_PROBLEM REQUIREMENTS_
List all lines of the data that include the string "moves".

Saved data entries
PR #10142, opened 2018-03-16
Fixes asynchronous cron bug that allows cron to run twice for a user within seconds.

### LINKED ISSUE #8991: cron happening twice at almost the same time (e.g., double quest progress / boss damage)
In the Report a Bug guild, Birkwelch (310aea01-13f5-4fb6-929e-be39d63e665b) reported that cron ran twice:
"Just a few minutes ago, I seem to have cronned twice in the same instant, according to my party log? I did identical damage, but the first time received (correctly) no damage, having completed my dailies, but the second time the system acted as if I had completed nothing, killing me and mortally wounding most of my party."

I've confirmed this from the quest logs (below) and Amplitude, which shows two cron events for the same timestamps as below.

```
        {
            "id": "cfd796f8-e9e4-43a8-a5d6-34585d288b9d",
            "text": "`Birkwelch attacks The Hippo-Crite for 197.5 damage.` `The Hippo-Crite attacks party for 46.6 damage.`",
            "timestamp": 1503684094495, //      UTC: 2017-08-25 18:01:34
            "flagCount": 0
        },
        {
            "id": "50640ade-5e5d-403c-bf7f-5f07a6889e87",
            "text": "`Birkwelch attacks The Hippo-Crite for 197.5 damage.` `The Hippo-Crite attacks party for 0.0 damage.`",
            "timestamp": 1503684089368, //      UTC: 2017-08-25 18:01:29
            "flagCount": 0
        },
```

Hus274:
There is an asynchronous path that can cause two crons for the same user to run within seconds. The following is a description of how this can happen in the current code path.

Let's say the user's client triggers two calls to the cron api. The requests each go to a different server, server1 and server2. The following list is an ordered operation of events

1. Server1 [gets the user object from the database](https://github.com/HabitRPG/habitica/blob/develop/website/server/middlewares/cron.js#L47) stores it locally and it looks like the following:
```
{
   _cronSignature: NOT_RUNNING
   lastCron: YESTERDAY
}
```

2. Server2 [gets the user object from the database](https://github.com/HabitRPG/habitica/blob/develop/website/server/middlewares/cron.js#L47) stores it locally and it looks like the following:
```
{
   _cronSignature: NOT_RUNNING
   lastCron: YESTERDAY
}
```

3. Server1 moves to the [checkForActiveCron method](https://github.com/HabitRPG/habitica/blob/develop/website/server/middlewares/cron.js#L10)

4. Server1 updates the user object with a mongo statement that validates the _cronSignature isn't running or is ready for a retry.
MongoDatabase before the update:
```
{
   _cronSignature: NOT_RUNNING
   lastCron: YESTERDAY
}
```
After the update:
```
{
   _cronSignature: NOW
   lastCron: NOW
}
```

5. Server1 still has the original User object in memory:
```
{
   _cronSignature: NOT_RUNNING
   lastCron: YESTERDAY
}
```
which allows it to pass the lastCron check [here](https://github.com/HabitRPG/habitica/blob/develop/website/server/middlewares/cron.js#L58)

6. Server1 proceeds to [execute the rest of the cron code updating the user and the group](https://github.com/HabitRPG/habitica/blob/develop/website/server/middlewares/cron.js#L64-L103)

7. Server1 [releases it's running cron lock on the user object](https://github.com/HabitRPG/habitica/blob/develop/website/server/middlewares/cron.js#L38-L44)
Mongo Actual before the update:
```
{
   _cronSignature: NOW
   lastCron: NOW
}
```
Mongo Actual After the update:
```
{
   _cronSignature: NOT_RUNNING
   lastCron: NOW
}
```

8. Server2 moves to the [checkForActiveCron method](https://github.com/HabitRPG/habitica/blob/develop/website/server/middlewares/cron.js#L10)

9. Server2 updates the user object with a mongo statement that validates the _cronSignature isn't running or is ready for a retry.
MongoDatabase ACTUAL before the update. Remember, Sever1 has already released the lock of _cronSignature.
```
{
   _cronSignature: NOT_RUNNING
   lastCron: NOW - a small period of time
}
```
After the update:
```
{
   _cronSignature: NOW
   lastCron: NOW
}
```

10. Server2 also still has the original User object in memory:
```
{
   _cronSignature: NOT_RUNNING
   lastCron: YESTERDAY
}
```
which allows it to pass the lastCron check [here](https://github.com/HabitRPG/habitica/blob/develop/website/server/middlewares/cron.js#L58)

11. Server2 proceeds to [execute the rest of the cron code updating the user and the group](https://github.com/HabitRPG/habitica/blob/develop/website/server/middlewares/cron.js#L64-L103) in addition to the processing that was already handled by Server1

fixes #8991 

### Changes
The primary issue that I've described above is that the lastUpdatedTime check is dependent on the time of the lastCron which was gathered before the cron lock is acquired. This change acquires the lock for the cron (no one can change the lastCron time), then looks at the lastCron time and determines if it needs a cron. 

Currently what's happening is the server asks when the last cron happened then before it executes, a different server finishes a cron and this server still doesn't see that the lastCron has been updated.


paglias:
Thanks for the detailed explanation @Hus274 this totally makes sense.

I'm wondering if instead of reloading the user from database we can simply set lastCron to now to the in memory copy we have.

Also upgrading the user variable isn't going to update res.locales.user so they'll differ, it should be

```
user = res.locals.user = new version
```

Hus274:
Your second comment makes sense, I can go ahead and make that change. 

The first one I don’t think is possible though. The reason we’re reloading the user is to see if a different server has modified the lastCron field on the object between when the request hit the server and when the lock was acquired for the user. I could make the load hit smaller by only pulling in the lastCron instead of the whole user document but it’s just a smaller load. Setting the local lastCron doesn’t have a check determining whether another server has run Cron between when the request came in and the lock was acquired.

Hus274:
Now that I think about it a bit more, we could add another conditional check when we try to set Cron to running to fail if the lastCron is within the last hour or something like that which would prevent this issue.

Alys:
There are times when cron should run twice in an hour, for example if you
use Habitica for the first time one day at 23:30, then mark your Dailies
complete before midnight, then cron again (correctly) just after midnight.
We don't want to break that use case so I'm thinking the extra database
transactions are worth it.

Hus274:
@paglias I've made the change to ensure that user and res.locals.user stay in sync. Let me know if you have any additional thoughts on the database load.

This should be ready for review again.

TheHollidayInn:
I've found this logic as well, but haven't been able to replicate with automated tests. I was able to replicate many other recurrent routes.

So, the theory is sound, but have you been able to write a test to recreate this?

Hus274:
@TheHollidayInn I was able to write a test that replicates this bug but it did require modifying the source code with a thread.sleep type behavior to force the paths to be executed in the correct order which is why I didn't push it. I couldn't think of a better way to simulate a Garbage Collection or some other stop the world behavior on box. 

I've pushed the test I wrote (I apologize that it's gross, I was just trying to get it working at the time). You can see the commit here: https://github.com/Hus274/habitica/commit/07145c1f044870410b1e72389983e6660cbd1541

TheHollidayInn:
Ah perfect! Let me read through that then. Thanks for posting it.

Hus274:
Sure thing, let me know if you have any questions!

beffymaroo:
@TheHollidayInn Is this still in need of review? Just checking in since it's marked Important and it's been a minute since the last update.

TheHollidayInn (approved):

_RESULT OF THE TASK_
3. Server1 moves to the [checkForActiveCron method](https://github.com/HabitRPG/habitica/blob/develop/website/server/middlewares/cron.js#L10)
8. Server2 moves to the [checkForActiveCron method](https://github.com/HabitRPG/habitica/blob/develop/website/server/middlewares/cron.js#L10)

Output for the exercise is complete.